**Problem details**
If a line in the entries below includes "convention", show that line.

**Extracted information**
# # # # #
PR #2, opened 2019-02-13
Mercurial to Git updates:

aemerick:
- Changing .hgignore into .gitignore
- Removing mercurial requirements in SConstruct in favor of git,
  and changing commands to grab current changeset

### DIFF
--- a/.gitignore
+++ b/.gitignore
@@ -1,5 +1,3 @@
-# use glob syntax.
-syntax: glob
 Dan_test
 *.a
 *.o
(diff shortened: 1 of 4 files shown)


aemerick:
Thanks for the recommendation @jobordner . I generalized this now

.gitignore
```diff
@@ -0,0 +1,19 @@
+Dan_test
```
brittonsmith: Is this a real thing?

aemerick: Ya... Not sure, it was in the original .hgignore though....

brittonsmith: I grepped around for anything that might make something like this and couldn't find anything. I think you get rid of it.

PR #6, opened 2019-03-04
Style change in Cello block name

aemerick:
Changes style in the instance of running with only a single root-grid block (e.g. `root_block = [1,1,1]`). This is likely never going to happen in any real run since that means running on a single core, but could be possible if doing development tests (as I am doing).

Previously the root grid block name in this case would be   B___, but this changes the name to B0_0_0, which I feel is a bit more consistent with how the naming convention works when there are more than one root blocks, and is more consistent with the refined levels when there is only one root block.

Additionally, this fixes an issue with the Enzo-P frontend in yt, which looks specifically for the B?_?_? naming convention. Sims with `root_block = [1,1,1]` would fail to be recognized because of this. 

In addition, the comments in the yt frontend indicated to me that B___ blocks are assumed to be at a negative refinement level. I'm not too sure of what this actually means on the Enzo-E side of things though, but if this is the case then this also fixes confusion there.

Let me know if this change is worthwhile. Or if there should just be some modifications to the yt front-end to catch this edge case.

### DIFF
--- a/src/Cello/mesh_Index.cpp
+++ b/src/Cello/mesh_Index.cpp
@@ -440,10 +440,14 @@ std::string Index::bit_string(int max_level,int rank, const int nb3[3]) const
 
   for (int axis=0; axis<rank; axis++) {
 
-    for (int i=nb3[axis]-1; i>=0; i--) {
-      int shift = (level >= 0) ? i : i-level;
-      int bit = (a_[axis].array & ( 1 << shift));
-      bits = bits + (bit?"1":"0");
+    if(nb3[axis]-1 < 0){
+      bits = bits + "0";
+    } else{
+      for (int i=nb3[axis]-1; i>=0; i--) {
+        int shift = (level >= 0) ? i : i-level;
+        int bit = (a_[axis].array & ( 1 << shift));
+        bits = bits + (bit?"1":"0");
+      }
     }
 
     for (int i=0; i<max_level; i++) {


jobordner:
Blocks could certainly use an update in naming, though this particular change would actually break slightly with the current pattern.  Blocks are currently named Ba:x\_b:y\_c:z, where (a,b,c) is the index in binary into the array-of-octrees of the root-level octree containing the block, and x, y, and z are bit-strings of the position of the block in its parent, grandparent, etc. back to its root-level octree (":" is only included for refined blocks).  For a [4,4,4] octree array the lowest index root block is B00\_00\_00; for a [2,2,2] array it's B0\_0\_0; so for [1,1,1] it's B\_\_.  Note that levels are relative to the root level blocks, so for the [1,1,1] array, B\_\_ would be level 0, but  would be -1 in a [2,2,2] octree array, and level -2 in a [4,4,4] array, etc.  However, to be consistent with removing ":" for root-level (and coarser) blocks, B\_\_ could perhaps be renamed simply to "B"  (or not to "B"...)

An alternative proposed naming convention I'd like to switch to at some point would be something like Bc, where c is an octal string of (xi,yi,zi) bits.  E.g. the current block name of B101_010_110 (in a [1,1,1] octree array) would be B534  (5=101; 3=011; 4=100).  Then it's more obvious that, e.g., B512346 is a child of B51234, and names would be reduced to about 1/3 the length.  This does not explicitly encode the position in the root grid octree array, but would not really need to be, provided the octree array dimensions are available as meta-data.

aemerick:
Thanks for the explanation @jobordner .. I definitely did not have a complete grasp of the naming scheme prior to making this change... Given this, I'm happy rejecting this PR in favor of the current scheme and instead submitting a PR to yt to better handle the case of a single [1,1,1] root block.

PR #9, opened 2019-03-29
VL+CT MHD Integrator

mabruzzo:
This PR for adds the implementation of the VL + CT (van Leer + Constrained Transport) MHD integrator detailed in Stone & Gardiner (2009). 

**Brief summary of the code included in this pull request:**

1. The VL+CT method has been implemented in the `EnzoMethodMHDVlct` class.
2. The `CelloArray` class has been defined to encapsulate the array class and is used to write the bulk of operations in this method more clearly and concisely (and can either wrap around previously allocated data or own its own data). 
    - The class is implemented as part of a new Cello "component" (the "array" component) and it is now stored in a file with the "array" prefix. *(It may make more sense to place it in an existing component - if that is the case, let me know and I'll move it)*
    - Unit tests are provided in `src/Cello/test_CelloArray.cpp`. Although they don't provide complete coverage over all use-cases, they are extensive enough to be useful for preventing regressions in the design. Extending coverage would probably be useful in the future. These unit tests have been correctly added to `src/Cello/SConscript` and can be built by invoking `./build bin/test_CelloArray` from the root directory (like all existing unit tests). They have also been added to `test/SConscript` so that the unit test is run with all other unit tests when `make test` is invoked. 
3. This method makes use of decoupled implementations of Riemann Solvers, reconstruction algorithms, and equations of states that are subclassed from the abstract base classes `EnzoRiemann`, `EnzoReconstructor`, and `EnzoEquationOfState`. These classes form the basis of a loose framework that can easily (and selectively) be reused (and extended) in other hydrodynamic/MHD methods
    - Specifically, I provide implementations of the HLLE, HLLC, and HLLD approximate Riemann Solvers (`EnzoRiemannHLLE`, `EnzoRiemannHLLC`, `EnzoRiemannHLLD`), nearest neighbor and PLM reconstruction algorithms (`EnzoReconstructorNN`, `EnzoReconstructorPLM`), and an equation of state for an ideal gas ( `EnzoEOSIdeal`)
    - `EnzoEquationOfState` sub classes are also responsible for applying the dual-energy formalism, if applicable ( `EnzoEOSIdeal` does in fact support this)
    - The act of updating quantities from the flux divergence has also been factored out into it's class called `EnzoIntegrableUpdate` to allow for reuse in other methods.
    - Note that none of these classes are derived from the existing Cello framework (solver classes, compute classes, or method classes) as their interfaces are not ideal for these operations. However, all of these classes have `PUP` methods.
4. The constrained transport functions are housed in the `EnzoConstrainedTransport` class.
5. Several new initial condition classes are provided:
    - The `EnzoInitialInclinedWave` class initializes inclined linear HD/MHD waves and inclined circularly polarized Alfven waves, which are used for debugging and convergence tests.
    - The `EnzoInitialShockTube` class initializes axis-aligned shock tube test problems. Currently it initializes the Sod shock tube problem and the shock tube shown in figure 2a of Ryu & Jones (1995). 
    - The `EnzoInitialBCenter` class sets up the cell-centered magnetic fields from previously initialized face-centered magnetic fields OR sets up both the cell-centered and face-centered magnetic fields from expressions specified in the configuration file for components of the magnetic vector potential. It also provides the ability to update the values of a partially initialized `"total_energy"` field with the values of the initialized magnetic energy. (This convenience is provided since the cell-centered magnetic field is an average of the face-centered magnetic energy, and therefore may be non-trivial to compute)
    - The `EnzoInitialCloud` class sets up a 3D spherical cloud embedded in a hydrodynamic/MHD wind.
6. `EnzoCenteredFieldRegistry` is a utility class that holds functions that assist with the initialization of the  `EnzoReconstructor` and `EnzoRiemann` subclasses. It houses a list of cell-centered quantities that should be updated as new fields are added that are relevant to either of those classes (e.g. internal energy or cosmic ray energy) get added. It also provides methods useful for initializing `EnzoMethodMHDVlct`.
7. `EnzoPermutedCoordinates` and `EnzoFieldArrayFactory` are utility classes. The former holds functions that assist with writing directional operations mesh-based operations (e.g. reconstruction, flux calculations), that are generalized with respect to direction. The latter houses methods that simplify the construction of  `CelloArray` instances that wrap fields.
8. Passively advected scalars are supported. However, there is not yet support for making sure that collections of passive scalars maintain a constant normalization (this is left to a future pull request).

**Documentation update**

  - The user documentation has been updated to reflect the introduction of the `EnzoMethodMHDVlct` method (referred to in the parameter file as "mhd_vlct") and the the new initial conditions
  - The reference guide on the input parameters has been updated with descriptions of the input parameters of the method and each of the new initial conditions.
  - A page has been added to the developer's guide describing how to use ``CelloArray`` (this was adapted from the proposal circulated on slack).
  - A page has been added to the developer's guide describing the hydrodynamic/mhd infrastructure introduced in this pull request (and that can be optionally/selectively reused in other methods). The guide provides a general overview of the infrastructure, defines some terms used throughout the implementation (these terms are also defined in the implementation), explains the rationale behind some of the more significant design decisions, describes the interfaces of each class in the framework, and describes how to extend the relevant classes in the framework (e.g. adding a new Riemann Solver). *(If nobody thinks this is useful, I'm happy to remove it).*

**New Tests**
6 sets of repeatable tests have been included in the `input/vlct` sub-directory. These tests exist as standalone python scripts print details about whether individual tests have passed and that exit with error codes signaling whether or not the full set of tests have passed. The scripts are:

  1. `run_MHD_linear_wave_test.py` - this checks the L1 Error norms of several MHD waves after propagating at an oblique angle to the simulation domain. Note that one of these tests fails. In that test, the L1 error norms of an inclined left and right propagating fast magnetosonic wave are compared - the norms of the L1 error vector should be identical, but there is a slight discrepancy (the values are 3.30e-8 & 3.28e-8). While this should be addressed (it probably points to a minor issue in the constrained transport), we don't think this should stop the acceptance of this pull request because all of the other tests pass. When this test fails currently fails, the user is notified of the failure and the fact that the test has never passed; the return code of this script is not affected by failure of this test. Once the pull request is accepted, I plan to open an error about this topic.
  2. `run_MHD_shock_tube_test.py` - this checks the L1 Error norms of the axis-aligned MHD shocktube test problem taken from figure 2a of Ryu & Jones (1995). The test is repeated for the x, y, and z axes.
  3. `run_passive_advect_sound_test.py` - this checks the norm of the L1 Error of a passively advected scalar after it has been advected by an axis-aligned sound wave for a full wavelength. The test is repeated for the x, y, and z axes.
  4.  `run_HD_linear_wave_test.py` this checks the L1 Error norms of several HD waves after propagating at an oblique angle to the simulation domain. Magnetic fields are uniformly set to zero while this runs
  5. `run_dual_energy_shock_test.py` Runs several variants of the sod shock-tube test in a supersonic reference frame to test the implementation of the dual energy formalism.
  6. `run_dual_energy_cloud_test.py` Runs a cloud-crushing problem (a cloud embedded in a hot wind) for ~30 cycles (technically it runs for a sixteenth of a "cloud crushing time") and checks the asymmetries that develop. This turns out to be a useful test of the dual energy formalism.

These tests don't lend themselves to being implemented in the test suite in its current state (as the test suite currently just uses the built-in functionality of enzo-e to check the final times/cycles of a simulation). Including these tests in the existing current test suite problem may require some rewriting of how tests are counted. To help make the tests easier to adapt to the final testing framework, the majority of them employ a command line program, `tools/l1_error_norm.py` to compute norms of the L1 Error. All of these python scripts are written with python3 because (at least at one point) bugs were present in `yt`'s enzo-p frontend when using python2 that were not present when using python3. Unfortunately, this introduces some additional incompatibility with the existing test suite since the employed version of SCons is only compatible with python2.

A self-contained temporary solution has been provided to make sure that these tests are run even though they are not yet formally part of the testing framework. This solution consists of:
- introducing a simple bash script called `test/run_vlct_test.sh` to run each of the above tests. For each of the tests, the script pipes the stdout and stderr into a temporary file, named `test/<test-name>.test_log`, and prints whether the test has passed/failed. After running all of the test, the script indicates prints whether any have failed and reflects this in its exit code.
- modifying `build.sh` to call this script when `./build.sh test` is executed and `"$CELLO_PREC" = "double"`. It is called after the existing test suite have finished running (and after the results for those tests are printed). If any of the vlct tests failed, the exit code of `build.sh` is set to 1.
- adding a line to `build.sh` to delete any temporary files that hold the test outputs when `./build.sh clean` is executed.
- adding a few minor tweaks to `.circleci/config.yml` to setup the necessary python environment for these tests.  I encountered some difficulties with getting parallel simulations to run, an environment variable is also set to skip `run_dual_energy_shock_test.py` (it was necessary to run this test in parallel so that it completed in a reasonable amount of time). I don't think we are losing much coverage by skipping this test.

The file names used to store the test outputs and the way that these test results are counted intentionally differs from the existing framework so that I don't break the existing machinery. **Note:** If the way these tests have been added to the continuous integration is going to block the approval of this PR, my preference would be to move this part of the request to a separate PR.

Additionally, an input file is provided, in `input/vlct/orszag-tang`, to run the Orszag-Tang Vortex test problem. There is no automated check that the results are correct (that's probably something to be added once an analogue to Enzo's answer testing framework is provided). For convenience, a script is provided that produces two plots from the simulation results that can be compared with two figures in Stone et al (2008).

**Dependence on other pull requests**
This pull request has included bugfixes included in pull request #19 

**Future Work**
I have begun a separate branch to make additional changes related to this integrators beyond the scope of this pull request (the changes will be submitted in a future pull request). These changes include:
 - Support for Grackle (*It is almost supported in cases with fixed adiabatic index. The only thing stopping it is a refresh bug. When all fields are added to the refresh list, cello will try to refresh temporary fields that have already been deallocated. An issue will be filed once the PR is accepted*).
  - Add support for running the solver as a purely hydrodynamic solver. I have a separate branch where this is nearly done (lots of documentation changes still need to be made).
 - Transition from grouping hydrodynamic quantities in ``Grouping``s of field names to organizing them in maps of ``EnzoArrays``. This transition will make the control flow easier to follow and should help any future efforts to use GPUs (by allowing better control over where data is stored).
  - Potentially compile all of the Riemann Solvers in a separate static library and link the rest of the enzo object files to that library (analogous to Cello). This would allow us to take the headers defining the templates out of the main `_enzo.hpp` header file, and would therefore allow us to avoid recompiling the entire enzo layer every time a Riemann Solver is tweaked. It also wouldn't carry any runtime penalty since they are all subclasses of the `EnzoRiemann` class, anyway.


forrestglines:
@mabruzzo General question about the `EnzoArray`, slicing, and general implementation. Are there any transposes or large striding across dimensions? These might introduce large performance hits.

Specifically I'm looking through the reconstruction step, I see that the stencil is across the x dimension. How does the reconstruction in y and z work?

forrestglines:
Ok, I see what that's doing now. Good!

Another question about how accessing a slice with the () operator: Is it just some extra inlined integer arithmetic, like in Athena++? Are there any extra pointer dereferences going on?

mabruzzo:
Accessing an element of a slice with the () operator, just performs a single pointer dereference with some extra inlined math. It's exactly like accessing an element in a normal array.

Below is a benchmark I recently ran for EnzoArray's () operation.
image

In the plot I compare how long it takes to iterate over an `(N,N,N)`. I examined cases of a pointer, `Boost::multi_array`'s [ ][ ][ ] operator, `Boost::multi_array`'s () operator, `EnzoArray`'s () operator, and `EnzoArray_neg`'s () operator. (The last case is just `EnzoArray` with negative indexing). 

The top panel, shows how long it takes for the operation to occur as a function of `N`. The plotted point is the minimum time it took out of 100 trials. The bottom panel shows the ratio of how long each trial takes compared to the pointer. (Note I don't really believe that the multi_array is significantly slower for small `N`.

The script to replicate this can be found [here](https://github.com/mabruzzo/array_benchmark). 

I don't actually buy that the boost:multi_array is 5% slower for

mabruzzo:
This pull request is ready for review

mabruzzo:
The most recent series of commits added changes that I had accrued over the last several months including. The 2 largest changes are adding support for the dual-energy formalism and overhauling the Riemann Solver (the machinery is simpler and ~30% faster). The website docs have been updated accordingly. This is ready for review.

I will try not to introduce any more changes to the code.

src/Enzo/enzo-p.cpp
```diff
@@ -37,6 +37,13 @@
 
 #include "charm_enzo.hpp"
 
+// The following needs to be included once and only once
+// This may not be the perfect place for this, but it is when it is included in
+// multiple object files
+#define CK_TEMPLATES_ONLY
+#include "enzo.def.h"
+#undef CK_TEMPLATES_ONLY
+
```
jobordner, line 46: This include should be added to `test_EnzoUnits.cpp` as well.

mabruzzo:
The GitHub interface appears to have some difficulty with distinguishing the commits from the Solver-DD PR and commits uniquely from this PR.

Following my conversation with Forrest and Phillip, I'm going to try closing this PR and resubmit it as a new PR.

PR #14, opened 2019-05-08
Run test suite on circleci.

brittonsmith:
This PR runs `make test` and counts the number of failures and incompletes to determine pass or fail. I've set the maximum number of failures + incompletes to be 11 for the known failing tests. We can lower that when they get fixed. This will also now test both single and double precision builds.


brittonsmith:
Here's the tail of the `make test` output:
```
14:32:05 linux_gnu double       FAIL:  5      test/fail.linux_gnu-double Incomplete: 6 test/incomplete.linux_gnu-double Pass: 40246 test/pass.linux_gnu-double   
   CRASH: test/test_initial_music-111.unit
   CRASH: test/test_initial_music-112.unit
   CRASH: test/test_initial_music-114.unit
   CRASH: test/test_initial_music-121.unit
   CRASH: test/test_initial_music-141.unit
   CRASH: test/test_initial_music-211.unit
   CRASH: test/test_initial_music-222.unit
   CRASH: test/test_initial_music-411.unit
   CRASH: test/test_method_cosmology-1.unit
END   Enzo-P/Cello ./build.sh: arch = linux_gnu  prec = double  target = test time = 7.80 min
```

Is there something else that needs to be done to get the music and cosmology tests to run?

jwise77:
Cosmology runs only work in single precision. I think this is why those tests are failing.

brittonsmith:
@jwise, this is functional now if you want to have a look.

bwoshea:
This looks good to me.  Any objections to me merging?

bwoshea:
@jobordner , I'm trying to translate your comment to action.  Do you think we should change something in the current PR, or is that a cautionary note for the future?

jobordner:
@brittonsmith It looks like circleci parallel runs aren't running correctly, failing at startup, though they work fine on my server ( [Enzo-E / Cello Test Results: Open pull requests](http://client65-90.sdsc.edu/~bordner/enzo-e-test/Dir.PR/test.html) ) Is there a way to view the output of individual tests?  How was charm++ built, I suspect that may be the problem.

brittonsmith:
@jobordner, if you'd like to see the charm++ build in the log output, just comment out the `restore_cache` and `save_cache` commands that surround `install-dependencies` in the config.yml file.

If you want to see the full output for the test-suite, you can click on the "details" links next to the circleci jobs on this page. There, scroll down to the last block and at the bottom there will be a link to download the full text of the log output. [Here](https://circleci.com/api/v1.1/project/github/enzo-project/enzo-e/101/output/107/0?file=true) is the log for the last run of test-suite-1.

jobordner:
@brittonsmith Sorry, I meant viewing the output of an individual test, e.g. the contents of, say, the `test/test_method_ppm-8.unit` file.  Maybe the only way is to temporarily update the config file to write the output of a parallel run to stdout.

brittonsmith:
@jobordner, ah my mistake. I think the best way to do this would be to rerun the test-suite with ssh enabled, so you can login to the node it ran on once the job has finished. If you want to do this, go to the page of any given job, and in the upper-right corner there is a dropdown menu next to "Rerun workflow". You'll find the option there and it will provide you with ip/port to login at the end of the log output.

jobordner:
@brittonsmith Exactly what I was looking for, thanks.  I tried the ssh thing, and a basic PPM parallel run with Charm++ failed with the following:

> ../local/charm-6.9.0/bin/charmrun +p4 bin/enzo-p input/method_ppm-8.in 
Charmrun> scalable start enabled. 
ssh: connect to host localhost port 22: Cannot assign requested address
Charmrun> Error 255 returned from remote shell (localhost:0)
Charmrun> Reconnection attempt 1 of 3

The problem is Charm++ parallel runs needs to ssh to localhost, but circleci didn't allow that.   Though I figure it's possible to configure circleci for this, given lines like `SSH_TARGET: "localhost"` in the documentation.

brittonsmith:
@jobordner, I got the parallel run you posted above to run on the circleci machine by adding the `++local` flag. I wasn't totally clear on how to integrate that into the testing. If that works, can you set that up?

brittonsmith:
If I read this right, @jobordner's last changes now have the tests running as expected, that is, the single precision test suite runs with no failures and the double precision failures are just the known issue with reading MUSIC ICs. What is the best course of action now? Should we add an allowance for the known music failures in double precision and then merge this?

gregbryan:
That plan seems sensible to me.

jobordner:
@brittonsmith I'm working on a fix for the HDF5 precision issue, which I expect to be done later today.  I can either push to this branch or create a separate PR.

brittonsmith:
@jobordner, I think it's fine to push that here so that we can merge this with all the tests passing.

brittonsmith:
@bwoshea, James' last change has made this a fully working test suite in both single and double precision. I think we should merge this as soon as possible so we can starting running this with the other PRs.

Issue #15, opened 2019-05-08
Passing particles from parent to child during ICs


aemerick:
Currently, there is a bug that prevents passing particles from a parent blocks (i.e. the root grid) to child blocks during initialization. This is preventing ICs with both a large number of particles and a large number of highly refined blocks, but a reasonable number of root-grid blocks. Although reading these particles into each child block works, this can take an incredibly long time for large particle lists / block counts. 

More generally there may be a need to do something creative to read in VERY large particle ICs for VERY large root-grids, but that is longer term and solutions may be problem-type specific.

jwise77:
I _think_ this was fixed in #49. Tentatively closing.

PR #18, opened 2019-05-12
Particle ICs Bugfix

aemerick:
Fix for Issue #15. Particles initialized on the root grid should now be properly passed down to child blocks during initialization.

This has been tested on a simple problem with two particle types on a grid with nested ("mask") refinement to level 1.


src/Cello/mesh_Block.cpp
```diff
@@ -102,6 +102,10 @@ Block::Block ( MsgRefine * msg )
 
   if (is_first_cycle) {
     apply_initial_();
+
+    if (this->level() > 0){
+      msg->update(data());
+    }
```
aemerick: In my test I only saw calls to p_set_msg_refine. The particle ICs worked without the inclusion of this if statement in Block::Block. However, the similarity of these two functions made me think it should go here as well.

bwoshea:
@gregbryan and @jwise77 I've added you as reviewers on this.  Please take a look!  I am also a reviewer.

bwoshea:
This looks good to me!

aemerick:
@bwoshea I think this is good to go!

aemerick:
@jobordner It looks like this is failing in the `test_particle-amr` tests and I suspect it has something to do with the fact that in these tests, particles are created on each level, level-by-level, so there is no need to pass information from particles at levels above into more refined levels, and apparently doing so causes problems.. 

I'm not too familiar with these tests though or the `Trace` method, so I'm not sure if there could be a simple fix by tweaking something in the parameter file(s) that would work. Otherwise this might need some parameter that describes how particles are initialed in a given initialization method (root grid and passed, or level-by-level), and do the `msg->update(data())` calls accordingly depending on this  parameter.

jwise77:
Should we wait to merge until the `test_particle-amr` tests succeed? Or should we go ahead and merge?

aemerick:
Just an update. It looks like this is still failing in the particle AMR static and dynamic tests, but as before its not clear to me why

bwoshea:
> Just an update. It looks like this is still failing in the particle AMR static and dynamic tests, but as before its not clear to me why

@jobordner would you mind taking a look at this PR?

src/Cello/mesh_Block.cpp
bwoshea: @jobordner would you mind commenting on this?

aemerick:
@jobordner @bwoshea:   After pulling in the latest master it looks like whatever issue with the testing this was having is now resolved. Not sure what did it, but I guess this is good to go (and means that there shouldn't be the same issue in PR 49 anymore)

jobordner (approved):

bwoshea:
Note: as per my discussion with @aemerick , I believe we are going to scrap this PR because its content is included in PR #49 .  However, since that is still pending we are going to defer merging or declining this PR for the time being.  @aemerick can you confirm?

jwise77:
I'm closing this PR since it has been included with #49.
# # # # #
**Finished task**
Previously the root grid block name in this case would be   B___, but this changes the name to B0_0_0, which I feel is a bit more consistent with how the naming convention works when there are more than one root blocks, and is more consistent with the refined levels when there is only one root block.
Additionally, this fixes an issue with the Enzo-P frontend in yt, which looks specifically for the B?_?_? naming convention. Sims with `root_block = [1,1,1]` would fail to be recognized because of this. 
An alternative proposed naming convention I'd like to switch to at some point would be something like Bc, where c is an octal string of (xi,yi,zi) bits.  E.g. the current block name of B101_010_110 (in a [1,1,1] octree array) would be B534  (5=101; 3=011; 4=100).  Then it's more obvious that, e.g., B512346 is a child of B51234, and names would be reduced to about 1/3 the length.  This does not explicitly encode the position in the root grid octree array, but would not really need to be, provided the octree array dimensions are available as meta-data.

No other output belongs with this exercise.